The Black Widow – Review

Daniel Silva. The Black Widow. Harper, 2016.

The recriminations began even before the sun had risen. One party blamed the president for the calamity that had befallen America, the other blamed his predecessor. That was the only thing Washington was good at these days—recriminations and apportionment of blame. (483)

We have heard of Daniel Silva for a number of years and have read some rave reviews. Recently we had a chance to read one of his novels. His stuff may be the antidote for those of us who miss Tom Clancy.

Silva is different. The Black Widow is a spy novel. Yes, it includes things for the technodudes, but most of the conflict is mano a mano with lots of stealth. Here we begin to understand the making of a spy and the existential threat certain radicals can be not just to Israel but to a Western way of life.

The returning main character in Silva’s stories is Gabriel Allon, a skilled Israeli spy who also works in art restoration. He becomes involved in his latest adventure partly because of his past restoration work.

A public forum on current French Anti-Semitism in Paris is bombed and most of its participants are killed including an expert from Yale and a woman who operates a Holocaust study institute in Paris. She was a French Jew who survived the German invasion as a girl. Her family owned an original Van Gogh painting that they managed to hide from Nazi looters. She had Allon do some restoration work on the painting. She had no immediate family, so she willed the painting to Allon because he knew about the painting and he was a fellow Jew who would appreciate it.

The perpetrators of the crime were eventually identified by security videos. One was a Belgian Muslim man, the other was a French woman who had converted to Islam and radicalized. A few other similar crimes all seem to be related. Allon and the French see a need for espionage. Eventually spies from Britain, America, and Jordan get involved.

Intelligence services from different nations do not cooperate because they enjoy it. They do so because, like divorced parents of small children, they sometimes find it necessary to work together for the greater good. (75)

Most of the story, though, is not about Allon but about the young Israeli doctor he recruits, Dr. Natalie Mizrahi. We get a blow by blow record of her training, especially how she comes to internalize her false identity of Dr. Leila Hadawi. Natalie’s family immigrated from France to Israel. She grew up speaking French and Arabic. She has become a medical doctor.

She goes to France and begins working in a clinic that serves a Muslim population in one of the Parisian ethnic neighborhoods or banlieues. Her story is that she had a radical boyfriend who was killed fighting for ISIS. Though she grew up in France, her family was from a Palestinian village that no longer exists.

French and Israeli intelligence services have learned that the ISIS mastermind behind these attacks calls himself Saladin. The nom de guerre clearly indicates his intent. The historical twelfth century Saladin conquered Crusader outposts in the Levant and expanded an Islamic caliphate.

Espionage like political takeover is a long game. Eventually “Dr. Hadawi” is recruited and travels to Syria for interrogation and training. While there, she is blindfolded and taken to a remote location where she helps a badly injured leader recover. Everyone calls him Saladin. As the story goes on, we appreciate Saladin’s intelligence and ruthlessness.

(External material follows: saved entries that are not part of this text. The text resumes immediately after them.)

PR #1310, opened 2024-03-26
PARQUET-1511: Pass the parameters in a configuration object to Schema…

tianchen92:
…Converter

### Jira

related to [https://issues.apache.org/jira/browse/PARQUET-1511](url)

### Tests


wgtmac (changes requested):
IMHO, it is not a good practice to add the hadoop dependency to parquet-arrow. 

cc @Fokko, please correct me if I was wrong.

parquet-arrow/src/main/java/org/apache/parquet/arrow/schema/SchemaConverter.java
```diff
@@ -87,19 +88,21 @@
...
    */
   public SchemaConverter() {
-    this(false);
+    Configuration conf = new Configuration(false);
+    conf.setBoolean(CONVERT_INT96_TO_ARROW_TIMESTAMP, false);
+    this.configuration = conf;
   }
 
-  // TODO(PARQUET-1511): pass the parameters in a configuration object
-  public SchemaConverter(final boolean convertInt96ToArrowTimestamp) {
```
Fokko, line 101: We should also keep this constructor for backward compatibility

Fokko (changes requested):
@wgtmac You're right on this one. We don't want to introduce Hadoop since we're looking into decoupling from Hadoop.

PR #1328, opened 2024-04-23
PARQUET-34: Add #contains FilterPredicate for Array columns

clairemcginty:
Proposal to add a new FilterPredicate, `Contains`, that can be applied to List types, and check if the specified element is present among the repeated values. It can be composed using And or Or:

```java
FilterPredicate predicate = contains(
  eq(binaryColumn("phoneNumbers.phone.kind"), Binary.fromString("cell"))
)

FilterPredicate predicate = or(
  contains(eq(binaryColumn("phoneNumbers.phone.kind"), Binary.fromString("cell"))),
  contains(eq(binaryColumn("phoneNumbers.phone.kind"), Binary.fromString("home")))
)

FilterPredicate predicate = and(
  contains(eq(binaryColumn("phoneNumbers.phone.kind"), Binary.fromString("cell"))),
  contains(eq(binaryColumn("phoneNumbers.phone.kind"), Binary.fromString("home")))
)
```

The filtering logic is largely based on existing Eq predicates to apply filtering at the page/rowgroup level using statistics/dictionaries, with a specialized implementation in `IncrementallyUpdatedFilterPredicateBuilder` to do individual record-level filtering. 

### Jira

    - https://issues.apache.org/jira/browse/PARQUET-34

### Tests

### Commits

### Style

### Documentation


parquet-hadoop/src/main/java/org/apache/parquet/filter2/bloomfilterlevel/BloomFilterImpl.java
```diff
@@ -119,6 +119,16 @@ public <T extends Comparable<T>> Boolean visit(Operators.GtEq<T> gtEq) {
     return BLOCK_MIGHT_MATCH;
   }
 
+  @Override
+  public <T extends Comparable<T>> Boolean visit(Operators.Contains<T> contains) {
+    return BLOCK_MIGHT_MATCH;
```
clairemcginty, line 124: I was testing this out with the BloomFilterVisitor and couldn't produce a test Parquet file with a populated bloom filter for a List field (I tried strings, ints, and longs as element types). I guess this is expected?

parquet-column/src/main/java/org/apache/parquet/filter2/predicate/FilterApi.java
```diff
@@ -257,6 +266,16 @@ public static <T extends Comparable<T>, C extends Column<T> & SupportsEqNotEq> N
     return new NotIn<>(column, values);
   }
 
+  public static <T extends Comparable<T>, C extends Column<T> & SupportsContains> Contains<T> contains(
```
clairemcginty, line 269: Thinking to the future, it could eventually be useful to support Array FilterPredicates like "repeated field X contains an int field greater than Y". We could refactor this API to be written like:

```java
FilterApi.contains(
  FilterApi.eq(
    FilterApi.arrayColumn(FilterApi.intColumn("repeated_int_field")), 
    100
  )
)
```

& we could eventually support `FilterApi.contains(FilterApi.lt(...))`, `FilterApi.contains(FilterApi.gt(...))`, etc...

wgtmac:
Thanks for the new feature! I will try to take a look soon and make it to the 1.14.0 release.

parquet-column/src/main/java/org/apache/parquet/filter2/predicate/FilterApi.java
clairemcginty: It's not a standard SQL function, but I've seen it in SQL extension languages such as [BigQuery Standard SQL](https://cloud.google.com/bigquery/docs/reference/standard-sql/functions-and-operators#in_operators), and I've gotten several requests to support this by users of the [Scio](https://github.com/spotify/scio) Parquet library!

that's a good point about making this composable, I think it would be more efficient to do `CONTAINS(a or b)` than `CONTAINS(a) or CONTAINS(b)`. What do you think about supporting `lt/gt` in addition to `eq`-based Contains?  for example, `CONTAINS(eq(a) OR gt(b))` ? It would make this PR a lot more complex but I'm happy to try. We could probably re-use a lot of the existing filter code for `eq`, `lt/gt`, etc...

wgtmac: Yes, I agree that it worths making the function composable. Perhaps we can define all the necessary API (with implementation of the most common ones) in the PR and implementations of all other kinds of inputs can be split into separate PRs. Let's not hurry for the coming release. It still takes time to stabilize.

pom.xml
```diff
@@ -603,6 +603,46 @@
 
               <exclude>org.apache.parquet.io.api.Binary#get2BytesLittleEndian()</exclude>
               <exclude>org.apache.parquet.schema.LogicalTypeAnnotation$Float16LogicalTypeAnnotation#accept(org.apache.parquet.schema.LogicalTypeAnnotation$LogicalTypeAnnotationVisitor)</exclude>
+              <exclude>org.apache.parquet.filter2.predicate.Operators$Contains</exclude>
```
wgtmac, line 606: Is it possible to avoid these exclusions?

parquet-column/src/main/java/org/apache/parquet/filter2/predicate/FilterApi.java
clairemcginty: Sounds great. I would love to get predicates for array size in there, too, but I think that one is going to be a bit more complex (we might need to update Statistics to reflect array sizes?)... that one can wait for a separate PR.

wgtmac:
As [requested on the dev@parquet ML](https://lists.apache.org/thread/cmlmo4nsdhdzq3sfdb18010jmw54z6s2), I'll wait for this PR before starting the releasing process of 1.14.0.

parquet-column/src/main/java/org/apache/parquet/filter2/predicate/Operators.java
```diff
@@ -315,6 +321,66 @@ public <R> R accept(Visitor<R> visitor) {
     }
   }
 
+  public abstract static class ArrayContainsFilterPredicate<T extends Comparable<T>>
```
gszadovszky, line 324: It seems this class does not need to be public. Let's have it package private.

parquet-column/src/main/java/org/apache/parquet/filter2/predicate/Operators.java
```diff
@@ -315,6 +321,66 @@ public <R> R accept(Visitor<R> visitor) {
...
+      String name = getClass().getSimpleName().toLowerCase(Locale.ENGLISH);
+      return name + "(" + elementColumn.getColumnPath().toDotString() + ", " + value + ")";
+    }
+
+    @Override
+    public boolean equals(Object o) {
+      if (this == o) return true;
+      if (o == null || getClass() != o.getClass()) return false;
+      ArrayContainsFilterPredicate<?> that = (ArrayContainsFilterPredicate<?>) o;
+      return elementColumn.equals(that.elementColumn) && value.equals(that.value);
```
gszadovszky, line 353: It seems that `value` can be `null`. In this case it'll throw an NPE.

parquet-hadoop/src/main/java/org/apache/parquet/filter2/dictionarylevel/DictionaryFilter.java
```diff
@@ -487,6 +489,92 @@ public <T extends Comparable<T>> Boolean visit(NotIn<T> notIn) {
...
+  @Override
+  public <T extends Comparable<T>> Boolean visit(DoesNotContain<T> doesNotContain) {
+    T value = doesNotContain.getValue();
+
+    Column<T> filterColumn = doesNotContain.getColumn();
+    ColumnChunkMetaData meta = getColumnChunk(filterColumn.getColumnPath());
+
+    if (value == null) {
+      if (meta == null) {
+        // @Todo ??
```
gszadovszky, line 538: Why the TODO? No metadata means the column is not in the file so every value is null. Therefore returning `BLACK_CANNOT_MATCH` is correct.

parquet-column/src/main/java/org/apache/parquet/filter2/predicate/Operators.java
clairemcginty: sounds good! I think I'll have to refactor this API design a bit to make Array filters composable, as @wgtmac suggested above -- will try to push changes late today or Monday 🙏

parquet-column/src/main/java/org/apache/parquet/filter2/predicate/FilterApi.java
clairemcginty: Actually, I think I need some clarification on the expected behavior of And/Or for an array field...

Say we have the following records, each containing a repeated int field with the following values:

```
Record1:
  repeated_int_field: [2, 3, 4, 5]
Record2:
  repeated_int_field: [1, 7]
```

Given the predicate `contains(and(gt(3), lt(6)))`, should we return:

1. Only Record1, because it contains **at least one element that satisfies both predicates** gt(3) and lt(6), or
2. Both Record1 and Record2, because Record2 contains **elements that satisfy each predicate separately** (7 matches `gt(3)` but not `lt(6)`, and 1 satisfies `lt(6)` but not `gt(3)`?

I think I would assume 2 🤔 but not totally sure. 

cc @gszadovszky as well :)

wgtmac: I would expect the option 1. Option 2 looks more like contains(or(gt(3),lt(6))). The case would be more complex if we add NOT expr to it. If there is any confusion like this, what about only supporting eq and ne for now? More complicated expressions need more research and inputs from other experts.

clairemcginty: That sounds good! 👍

parquet-hadoop/src/main/java/org/apache/parquet/filter2/bloomfilterlevel/BloomFilterImpl.java
clairemcginty: that worked! thanks 👍

parquet-column/src/main/java/org/apache/parquet/filter2/predicate/FilterApi.java
clairemcginty: Ok, I've pushed my changes to support composable contains predicates! example usage:

```java
FilterApi.containsOr(
  FilterApi.containsEq(longColumn("phoneNumbers.phone.number"), 5555555555L),
  FilterApi.containsOr(
    FilterApi.containsEq(longColumn("phoneNumbers.phone.number"), -10000000L), // Won't be matched
    FilterApi.containsEq(longColumn("phoneNumbers.phone.number"), 2222222222L)));
```

I left out implementing DoesNotContain/ContainsNotEq for now to keep the PR simpler to parse. Let me know if the API looks ok 👍 Then I can fill out the rest of the implementations/make the unit tests more thorough.

pom.xml
clairemcginty: I ended up removing ArrayColumn and rebasing onto the latest master branch, and the exclusions were no longer needed 👍

parquet-column/src/main/java/org/apache/parquet/filter2/predicate/FilterApi.java
wgtmac: > It's not a standard SQL function, but I've seen it in SQL extension languages such as [BigQuery Standard SQL](https://cloud.google.com/bigquery/docs/reference/standard-sql/functions-and-operators#in_operators), and I've gotten several requests to support this by users of the [Scio](https://github.com/spotify/scio) Parquet library!
> 
> that's a good point about making this composable, I think it would be more efficient to do `CONTAINS(a or b)` than `CONTAINS(a) or CONTAINS(b)`. What do you think about supporting `lt/gt` in addition to `eq`-based Contains? for example, `CONTAINS(eq(a) OR gt(b))` ? It would make this PR a lot more complex but I'm happy to try. We could probably re-use a lot of the existing filter code for `eq`, `lt/gt`, etc...

I took a second look, it seems that you were mentioning `IN` expression which we already have: https://github.com/apache/parquet-mr/blob/master/parquet-column/src/main/java/org/apache/parquet/filter2/predicate/FilterApi.java#L209-L258

wgtmac: > Ok, I've pushed my changes to support composable contains predicates! example usage:
> 
> ```java
> FilterApi.containsOr(
>   FilterApi.containsEq(longColumn("phoneNumbers.phone.number"), 5555555555L),
>   FilterApi.containsOr(
>     FilterApi.containsEq(longColumn("phoneNumbers.phone.number"), -10000000L),
>     FilterApi.containsEq(longColumn("phoneNumbers.phone.number"), 2222222222L)));
> ```
> 
> I left out implementing DoesNotContain/ContainsNotEq for now to keep the PR simpler to parse. Let me know if the API looks ok 👍 Then I can fill out the rest of the implementations/make the unit tests more thorough.

Sorry I didn't make it clear. I thought we could still leverage [existing composite expression](https://github.com/apache/parquet-mr/blob/master/parquet-column/src/main/java/org/apache/parquet/filter2/predicate/FilterApi.java#L293-L326) and combine `CONTAINS(x)` sub-expressions under the same level of `AND` or `OR` expression during rewrite process like https://github.com/apache/parquet-mr/blob/master/parquet-column/src/main/java/org/apache/parquet/filter2/compat/FilterCompat.java#L79. It would be harder to maintain the code if introduce new specialized composite expression like `containsOr`.

clairemcginty: ahh, ok. So the rewriter would inspect the runtime classes of the `left` and `right` predicates of an `And` or `Or`, and if they match the new Contains* expressions, we rewrite it into a single `Contains` predicate containing both clauses?

wgtmac: I would expect so, but it seems requiring a lot more work. We can support the simplest case at this point.

wgtmac:
BTW, should we postpone this feature to 1.15.0 release? We can always release new version as needed and I can volunteer to be the release manager once this is ready.

gszadovszky:
> BTW, should we postpone this feature to 1.15.0 release? We can always release new version as needed and I can volunteer to be the release manager once this is ready.

I agree with @wgtmac. Let's create smaller PRs and make improvements then release when we feel it stable. During the development, we may advertise this feature so others may start experimenting on it and give feedback before actually releasing it. A too early release might make later improvements harder because we need to be backward compatible.

parquet-column/src/main/java/org/apache/parquet/filter2/predicate/FilterApi.java
clairemcginty: ok, I think I mostly got this working, supporting just Contains Eq (+ composition using And/Or) to start. hopefully this is closer to what you had in mind!

parquet-column/src/main/java/org/apache/parquet/internal/column/columnindex/ColumnIndexBuilder.java
```diff
@@ -368,6 +369,20 @@ public <T extends Comparable<T>> PrimitiveIterator.OfInt visit(NotIn<T> notIn) {
       return IndexIterator.all(getPageCount());
     }
 
+    @Override
+    public <T extends Comparable<T>> PrimitiveIterator.OfInt visit(Contains<T> contains) {
```
clairemcginty, line 373: I need to think about the behavior here one -- `visit(And and)` and `visit(Or or) ` in `ColumnIndexBuilder` throw an UnsupportedOperationException, so I just copied that behavior for composed Contains predicates. But I'm thinking we can actually support this by taking the union/intersection of the `PrimitiveIterator.OfInt`, kind of similar to how `ColumnIndexFilter` [works](https://github.com/apache/parquet-mr/blob/apache-parquet-1.14.0-rc0/parquet-column/src/main/java/org/apache/parquet/internal/filter2/columnindex/ColumnIndexFilter.java#L193-L209).

parquet-hadoop/src/test/java/org/apache/parquet/filter2/recordlevel/TestRecordLevelFilters.java
```diff
@@ -181,6 +187,84 @@ public void testInFilter() throws Exception {
     assert (found.size() == 102);
   }
 
+  @Test
```
clairemcginty, line 190: Todo: add tests for a `contains(eq(null))` filter

wgtmac:
Sorry for the delay. I will try to finish another pass by the end of this week.

parquet-column/src/main/java/org/apache/parquet/internal/column/columnindex/ColumnIndexBuilder.java
wgtmac: CMIW, throwing exception here might prohibit `contains` predicate to be used to filter parquet files with page index available.

wgtmac (commented):
This overall LGTM! Thanks @clairemcginty for working on this and adding exhaustive test!

cc @gszadovszky @julienledem @rdblue Sorry for bothering. I think this PR requires visibility to more reviewers.

clairemcginty:
> This overall LGTM! Thanks @clairemcginty for working on this and adding exhaustive test!

great, I'm glad this implementation looks ok! I have a few more tests that I'd like to add around null handling + behavior of the `Contains` predicate on map types (I think that they should just work, but I haven't tried it out yet...). Will try to add those + address PR comments on Monday or Tuesday next week 👍

clairemcginty:
I tried adding a test case to `TestRecordLevelFilters` to test `contains(eq(null))`. My expectation was that if you have an array schema with an optional element type, this should return true if the array contains one or more null elements. However, I don't think this is possible to make work--I set a debugger on `ValueInspector#update` and `ValueInspector#updateNull`. and `ValueInspector#update` is only invoked for non-null elements, and `ValueInspector#updateNull` is only invoked if the entire array is null, which isn't exactly what we want, either.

There are no particular ethical issues for Dr. Mizrahi tending to a terrorist. In Israel she often saved injured Palestinian terrorists. It is the Hippocratic Oath. Besides, this gains her the trust of Saladin and those who are looking to destroy both Little Satan Israel and Great Satan America.

In addition to French, Belgian, and Syrian terrorists, we meet an English ISIS recruiter. Eventually American ISIS sympathizers come into play. One American, for example, names his son Mohamed: Not unusual for any Muslim, except that he named him after Mohamed Atta, the leader of the 9/11 attacks.

Throughout the story we get a sense of what it is like for both Jews and Arabs in Israel and in France. The tale describes various problems and causes for violence. As politicians are wont to say, there are no easy answers. Silva understands things.

The author paces this realistic tale well. We note two things that made us think of other works. The home of a high ranking Israeli government official sounds very similar to a house of a different Israeli official described in The Last Jihad. This book and the very last one we reviewed both have devastating terrorist attacks on Washington, D.C. Both attacks are plausible. As the apostle wrote on numerous occasions: mē genoito! May it never be!